TNStream: Applying Tightest Neighbors to Micro-Clusters to Define Multi-Density Clusters in Streaming Data
Qifen Zeng, Haomin Bao, Yuanzhuo Hu, Zirui Zhang, Yuheng Zheng, Luosheng Wen
TL;DR
TNStream introduces a theoretically grounded data stream clustering framework built on Tightest Neighbors (TN) and Skeleton Set concepts to define robust, multi-density clusters online. The method combines micro- and macro-clustering with an adaptive radius derived from Shared Nearest Neighbors (SNN) and employs Tightest Neighbors-based clustering (kTNC) to form macro-clusters, using LSH, KD-Tree, or Ball-Tree to accelerate neighbor queries. Key contributions include the formal TN framework, the $k$-tightest neighborhood closures ($k$-MTNCIS), the Tightest Neighbors Outlier Factor (TNOF), and a fully online TNStream algorithm that handles high-dimensional, noisy, and arbitrarily shaped data, as demonstrated on diverse synthetic and real-world datasets. Experimental results show that KD-TNStream and BT-TNStream achieve superior clustering quality and robustness to outliers, particularly in multi-density scenarios, while providing competitive runtime performance thanks to efficient neighbor search structures. Overall, the work advances data stream clustering theory and provides a practical, scalable solution for complex streaming data environments.
Abstract
In data stream clustering, systematic theory of stream clustering algorithms remains relatively scarce. Recently, density-based methods have gained attention. However, existing algorithms struggle to simultaneously handle arbitrarily shaped, multi-density, high-dimensional data while maintaining strong outlier resistance. Clustering quality significantly deteriorates when data density varies complexly. This paper proposes a clustering algorithm based on the novel concept of Tightest Neighbors and introduces a data stream clustering theory based on the Skeleton Set. Based on these theories, this paper develops a new method, TNStream, a fully online algorithm.

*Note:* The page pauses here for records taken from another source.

PR #1671, opened 2024-12-05
The way to Unity, pt.2

polybiusproxy:
A big roadblock for Unity on Windows is the use of exceptions, and to implement those, we need to do some preparations.
The idea is to use APCs—for this, we must switch our code to use alertable waits with Win32 wrappers on:
- [x] Pthread condition waits
- [x] Pthread mutexes
- [x] Orbis and POSIX semaphores
- [x] Thread sleeps
- [ ] Event flags (was not seen on Unity, thus not a priority)

This will allow us to properly implement exceptions later on.

### DIFF
--- a/src/core/libraries/kernel/sync/semaphore.h
+++ b/src/core/libraries/kernel/sync/semaphore.h
@@ -1,0 +1,117 @@
+// SPDX-FileCopyrightText: Copyright 2024 shadPS4 Emulator Project
+// SPDX-License-Identifier: GPL-2.0-or-later
+
+#pragma once
+
+#include <atomic>
+#include <chrono>
+
+#include "common/assert.h"
+#include "common/types.h"
+
+#ifdef _WIN64
+#include <windows.h>
+#else
+#include <semaphore>
+#endif
+
+namespace Libraries::Kernel {
+
+template <s64 max>
+class Semaphore {
+public:
+    Semaphore(s32 initialCount)
+#ifndef _WIN64
+        : sem{initialCount}
+#endif
+    {
+#ifdef _WIN64
+        sem = CreateSemaphore(nullptr, initialCount, max, nullptr);
+        ASSERT(sem);
+#endif
+    }
+
+    ~Semaphore() {
+#ifdef _WIN64
+        CloseHandle(sem);
+#endif
+    }
+
+    void release() {
+#ifdef _WIN64
+        ReleaseSemaphore(sem, 1, nullptr);
+#else
+        sem.release();
+#endif
+    }
+
+    void acquire() {
+#ifdef _WIN64
+        for (;;) {
+            u64 res = WaitForSingleObjectEx(sem, INFINITE, true);
+            if (res == WAIT_OBJECT_0) {
+                return;
+            }
+        }
+#else
+        sem.acquire();
+#endif
+    }
+
+    bool try_acquire() {
+#ifdef _WIN64
+        return WaitForSingleObjectEx(sem, 0, true) == WAIT_OBJECT_0;
+#else
+        return sem.try_acquire();
+#endif
+    }
+
+    template <class Rep, class Period>
+    bool try_acquire_for(const std::chrono::duration<Rep, Period>& rel_time) {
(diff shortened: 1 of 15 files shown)


src/core/libraries/kernel/sync/semaphore.cpp
```diff
@@ -0,0 +1,113 @@
...
+        return try_acquire();
+    }
+
+    return WaitForSingleObjectEx(sem, timeout_ms, true) == WAIT_OBJECT_0;
+#else
+    return sem.try_acquire_for(timeout);
+#endif
+}
+
+CountingSemaphore::CountingSemaphore(s32 initialCount, s32 maxCount) {
```
squidbus: This seems redundant, why can't we just have a single semaphore implementation and use initial/max count = 1 for binary semaphore?

polybiusproxy: They use `binary_semaphore` and `counting_semaphore` from the STL on other platforms and their implementation might be different (it is on MSVC).

squidbus: They should still behave equivalent though, on other platforms `binary_semaphore` is just a typedef for `counting_semaphore<1>`

raphaelthegreat: At least on msvc stl binary_semaphore isnt a typedef but has actual special implementation iirc

squidbus: On MSVC we're using Win32 semaphores explicitly here

StevenMiller123:
This PR noticably regresses performance in UE4 titles. This is especially noticable in Dragon Ball Z Kakarot. A severe performance regression is also noticable in updated versions of Hatsune Miku Project Diva X.

src/core/libraries/kernel/sync/semaphore.h
```diff
@@ -0,0 +1,85 @@
...
+
+    bool try_acquire();
+
+    template <class Clock, class Duration>
+    bool try_acquire_until(const std::chrono::time_point<Clock, Duration>& abs_time) {
+#ifdef _WIN64
+        auto duration = abs_time.time_since_epoch();
+        auto milliseconds = std::chrono::duration_cast<std::chrono::milliseconds>(duration).count();
+
+        u64 res = WaitForSingleObjectEx(sem, static_cast<u64>(milliseconds), true);
```
squidbus: `BinarySemaphore` is passing a duration timeout but here you are just passing the plain epoch timestamp. Shouldn't this be subtracted from `now()`?

ElBread3:
And Touhou Luna Nights takes my CPU again

gandalfthewhite19890404:
You broke Flow.
Main:
image

PR:
image

polybiusproxy:
> This PR noticably regresses performance in UE4 titles. This is especially noticable in Dragon Ball Z Kakarot. A severe performance regression is also noticable in updated versions of Hatsune Miku Project Diva X.

> And Touhou Luna Nights takes my CPU again

This might be due to the fact that we're using WaitForSingleObjectEx now (just as we did previously with winpthreads), which uses quite the whole thread on infinite waits. This was removed with the pthread rewrite where we moved to STL semaphores which use atomics and WaitOnAddress and WakeByAddressAll/WakeByAddressSingle on Windows.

The algorithm adaptively determines the clustering radius based on local similarity, summarizing the evolution of multi-density data streams in micro-clusters. It then applies a Tightest Neighbors-based clustering algorithm to form final clusters. To improve efficiency in high-dimensional cases, Locality-Sensitive Hashing (LSH) is employed to structure micro-clusters, addressing the challenge of storing k-nearest neighbors. TNStream is evaluated on various synthetic and real-world datasets using different clustering metrics. Experimental results demonstrate its effectiveness in improving clustering quality for multi-density data and validate the proposed data stream clustering theory.